Pak Aab is a Pangauban resident who recently joined our team at the Little Fireface Project. He is a birdwatcher who begins his morning at six, walking around the coffee farm and noting the species and numbers of birds encountered. At first glance, Pak Aab looks like an ordinary man, but just like everyone has something special in themself, something is exciting about Pak Aab. He is a former hunter. Not just a usual hunter, he is a well-respected and well-known hunter in neighbourhoods.

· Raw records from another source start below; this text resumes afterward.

PR #1664, opened 2025-04-12
feat: add riscv64gc-unknown-linux-musl image

### LINKED ISSUE #1197: Request: support for `riscv64-unknown-linux-musl`
### Checklist

- [X] This feature could be solved with a [custom docker image](https://github.com/cross-rs/cross#custom-docker-images) (optional)

### Describe your request

Simply support for `riscv64-unknown-linux-musl` when cross compiling
I tried to make my own docker image by modifying the aarch64 musl image, but i could not get it right

some systems use systems like alpine use musl and alpine is used as the basis for many lightweight/embeded llinux and riscv is a small architecture so it (appears to be) easy to emulate
support for riscv64 musl would be very nice for cross compiling (it is also a rust target)

a-wing:
Close #1197

* * *

Only use crosstools-ng

If use [musl-cross-make](https://github.com/richfelker/musl-cross-make), `binutils` version is to low too `ld` cannot link in riscv

I test [musl.cc](http://musl.cc/) [riscv64-linux-musl-cross.tgz](http://musl.cc/riscv64-linux-musl-cross.tgz), It's ok `binutils: 2.37`, `ld` can link, It's working

But, `musl-cross-make` is only support `binutils: 2.33.1`, `binutils: 2.33.2` is big changed, The patch is unavailable, migration this patch is very complex (a lot of conflict). BTW: These patches have nothing to do with riscv

### DIFF
--- a/.changes/1664.json
+++ b/.changes/1664.json
@@ -1,0 +1,5 @@
+{
+    "type": "added",
+    "description": "add riscv64gc-unknown-linux-musl support",
+    "issues": [1197]
+}
--- a/.github/ISSUE_TEMPLATE/b_issue_report.yml
+++ b/.github/ISSUE_TEMPLATE/b_issue_report.yml
@@ -66,6 +66,7 @@ body:
         - powerpc64-unknown-linux-gnu
         - powerpc-unknown-linux-gnu
         - riscv64gc-unknown-linux-gnu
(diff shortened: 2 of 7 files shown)


Emilgardis (approved):
Thanks! Looks good to me :)

PR #1665, opened 2025-04-12
fix Dockerfile warn FromAsCasing as => AS

a-wing:
> => WARN: FromAsCasing: 'as' and 'FROM' keywords' casing do not match (line 1)                                                                                                                                     
> => WARN: FromAsCasing: 'as' and 'FROM' keywords' casing do not match (line 13)


Emilgardis (approved):
Thanks!

PR #1666, opened 2025-04-13
fix Dockerfile warn LegacyKeyValueFormat ENV key value => ENV key=value

a-wing:
LegacyKeyValueFormat: "ENV key=value" should be used instead of legacy "ENV key value" format (line 20) https://docs.docker.com/reference/build-checks/legacy-key-value-format/


Emilgardis (approved):
lgtm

Pak Aab and his lovely wife.

Pak Aab’s story with the Little Fireface Project began where one of our former staff, Wawan Tarniwan, introduced Pak Aab to LFP. In 2017 Pak Aab became a guide for students who researched the culture of having birds as property in Javanese society. Pak Aab was the person referred because of his knowledge of bird identification. Every day Pak Aab interacts with the student and takes her to residents to conduct interviews.

After one student, another turn arrives. Now is research on the bird population in the Cipaganti area. After travelling among the community for interviews, now Pak Aab assisted in bird species identification in Cipaganti. That is where Pak Aab slowly start to realize the pattern from the data collected every day.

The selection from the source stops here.